Collected data:

PR #726, opened 2016-05-17
fixes #725 docs silently fail if asciidoctor is not present

### LINKED ISSUE #725: docs silently fail if asciidoctor is not present
Currently, if `asciidoctor` is not present, the default behavior is to throw a warning. `NN_ENABLE_DOC` is a boolean option with two valid values: `ON` or `OFF`

I propose to add a third option, `DEFAULT`, which would inherit the current semantics of the current default `ON` -- a warning on failure.

The new `ON` would throw a fatal error if `asciidoctor` is not present.

The considerations here are:
- provide the same default behavior as current -- a best-effort try to build the docs ...
- ... yet provide a new option that will abort on error

The main reason is to alert CI to any such problems building the documentation, such as if/when something about `asciidoctor` is changed.

JackDunaway:


CMakeLists.txt
```diff
@@ -90,12 +90,14 @@ endif()
...
 
 option (NN_STATIC_LIB "Build static library instead of shared library." OFF)
-option (NN_ENABLE_DOC "Enable building documentation." ON)
 option (NN_ENABLE_GETADDRINFO_A "Enable/disable use of getaddrinfo_a in place of getaddrinfo." ON)
 option (NN_TESTS "Build and run nanomsg tests" ON)
 option (NN_TOOLS "Build nanomsg tools" ON)
 option (NN_ENABLE_NANOCAT "Enable building nanocat utility." ${NN_TOOLS})
 
+set (NN_ENABLE_DOC "DEFAULT" CACHE STRING "Enable building documentation.")
+set_property (CACHE NN_ENABLE_DOC PROPERTY STRINGS "ON" "OFF" "DEFAULT")
```
gdamore: does this artificially limit valid values by any chance?  (So for example, can I do cmake -DNN_ENABLE_DOC=yes today  instead of =ON ?

CMakeLists.txt
```diff
@@ -224,19 +226,26 @@ if (NN_ENABLE_NANOCAT)
...
+        set (NN_BUILD_DOC ON)
+    elseif (NN_ENABLE_DOC STREQUAL "DEFAULT")
+        message (WARNING "Could not find asciidoctor; skipping docs.")
+        set (NN_BUILD_DOC OFF)
+    else ()
+        message (FATAL_ERROR "asciidoctor is not installed. (hint: use -DNN_ENABLE_DOC=DEFAULT to suppress this error)")
     endif ()
+else ()
+    message (FATAL_ERROR "Unknown option: NN_ENABLE_DOC=${NN_ENABLE_DOC} (hint: use ON|OFF|DEFAULT)")
 endif ()
```
gdamore: Ah, I see, you have explicit checks here. Are ON/OFF sufficient to emulate what CMake does today?

README
```diff
@@ -30,7 +30,7 @@ Prerequests
 3. Documentation (optional)
    * asciidoctor (http://asciidoctor.org/) available as `asciidoctor`
    * If not present, docs are not formatted, but left in readable ASCII
-   * Also available on-line at http://nanomsg.org/documentation
+   * Also available online at http://nanomsg.org/documentation
```
gdamore: Huh.  I prefer with the dash, but I'm stodgy apparently:  http://grammarist.com/spelling/online-on-line/

README
```diff
@@ -12,10 +12,10 @@ applications communicate to form a single distributed application.
```
gdamore: The changes in README look good.  Can we push this in a separate bug fix/commit?

.travis.yml
```diff
@@ -22,7 +22,7 @@ script:
   - mkdir build
```
gdamore: Changes in travis and appveyor are good.  Some questions pending about the CMakeLists changes though.  (See below).

CMakeLists.txt
JackDunaway: `yes` *might* work, but the nominal values are `OFF` or `ON` for options: https://cmake.org/cmake/help/v2.8.7/cmake.html#command:option

So, it *might* be limiting to anyone who has used non-standard boolean values, but the key here is that we're not boolean anymore -- it's an enumerated set of values.

The failure mode for such case mutating forward is fail-safe by throwing a fatal error with a hint.

gdamore: Actually those docs say, and I quote:

True if the constant is 1, ON, YES, TRUE, Y, or a non-zero number. False if the constant is 0, OFF, NO, FALSE, N, IGNORE, "", or ends in the suffix '-NOTFOUND'. Named boolean constants are case-insensitive. If the argument is not one of these constants, it is treated as a variable:

gdamore: I'd only treat the positive cases there, and let the negative cases fall through to false if *anything* else (i.e. it doesn't concretely match one of the positive values)

README
reqshark: unhyphenated removes a character without meaning, so ya I'm gonna have to vote for `online`

gdamore:
With the conflicts and such, I'm going to close this.  Please resubmit if this is important, but honestly I'm much more focused on nng at present.

PR #755, opened 2016-06-04
fixes #754 CMake may not find InitializeConditionVariable

### LINKED ISSUE #754: CMake may not find InitializeConditionVariable
It seems that on some environments, CMake with MinGW-w64 fails to find InitializeConditionVariable, even though the host supports it.

This seems to happen because the CMake distributed with MSYS2 lies when providing the WINNT version, which makes MinGW-w64 believe it's running on windows XP.

Snaipe:
This explicitely tells the compiler that we target Windows Vista and later. Symbol checks on earlier versions of windows will fail regardless, since the linker won't be able to find the symbol even if it's declared.

### DIFF
--- a/CMakeLists.txt
+++ b/CMakeLists.txt
@@ -108,6 +108,10 @@ elseif (CMAKE_SYSTEM_NAME MATCHES "Windows")
     set (NN_HAVE_WINSOCK 1)
     add_definitions (-DNN_HAVE_WINDOWS)
     add_definitions (-D_CRT_SECURE_NO_WARNINGS)
+
+    # Target Windows Vista and later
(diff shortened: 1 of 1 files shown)


gdamore:
can you point me at relevant information from MSDN?

Snaipe:
See https://msdn.microsoft.com/en-us/library/aa383745(v=vs.100).aspx and https://msdn.microsoft.com/en-us/library/6sehtctf.aspx

Explicitely setting a WINNT version is encouraged when targetting specific features.

gdamore:
thanks. this was helpful. will merge when back at home. :)

PR #768, opened 2016-06-13
NN_MAXTTL missed in nn_symbol

borisz:
Looks like NN_MAXTTL is not exported


gdamore:
Good fix. I'll rebase and merge.

PR #949, opened 2018-02-01
export cmake target

qsodev:
export cmake target and install to `cmake/nanomsg-target.config` to enable `find_package` in other cmake based projects.

~~~
find_package(nanomsg)
...
target_link_libraries(some_target nanomsg)
~~~


gdamore:
I need to research this a bit more.  It may be appropriate to do the same thing for nng btw.

lilianmoraru:
Things like `add_definitions (-pthread)` should probably also be switched to:
```
target_compile_definitions(... PUBLIC ...)
```
and linking in this particular case?:
```
# find_package(Threads) - "Threads::Threads" not available in this version?
target_link_libraries(... PUBLIC pthread)
```

gdamore:
@lilianmoraru Huh?   I don't see any explicit additions of -pthreads in these CMakefiles, instead we use  find_package(Threads REQUIRED) which I thought was the correct way to do this for CMake.  I don't know how that is supposed to work with layered dependencies and CMake, admittedly.

qsodev:
`find_package(Threads)` together with 
~~~
if(THREADS_HAVE_PTHREAD_ARG)
    add_definitions (-pthread)
endif()
if(CMAKE_THREAD_LIBS_INIT)
    target_link_libraries (${PROJECT_NAME} "${CMAKE_THREAD_LIBS_INIT}")
endif()
~~~
as it is defined in `src/CMakeLists.txt` works correctly. I am not sure what `target_compile_options` handles differently compared to `add_definitions`. I am not a cmake expert..

But the auto generated cmake config files contain the pthread dependency. In case of Debug build:
~~~
...
# Import target "nanomsg" for configuration "Debug"
set_property(TARGET nanomsg APPEND PROPERTY IMPORTED_CONFIGURATIONS DEBUG)
set_target_properties(nanomsg PROPERTIES
  IMPORTED_LINK_INTERFACE_LIBRARIES_DEBUG "anl;rt;pthread;nsl;-lpthread"
  IMPORTED_LOCATION_DEBUG "${_IMPORT_PREFIX}/lib64/libnanomsg.so.5.1.0"
  IMPORTED_SONAME_DEBUG "libnanomsg.so.5"
  )
...
~~~
So a project using `find_package(nanomsg)` `target_link_libraries(some_target nanomsg)` will also have `-lpthread` linker option added automatically.

Is there something wrong with that? It seems correct to me.

qsodev:
`NN_STATIC_LIB` definition is now added implicitly to depending targets when using the static library

PR #967, opened 2018-04-18
Added resources for arm-linux-gnueabi- cross-compilation

avistel:
This introduces a directory to store cross-compilation-related resources. For now, I've added a toolchain file for ARM linux, as well as a brief how-to on setting up the build for cross-compilation and installation in the relevant toolchain folders.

Work required
Find how many lines in the entries above use the word "available". Write the number alone.

Exercise output
4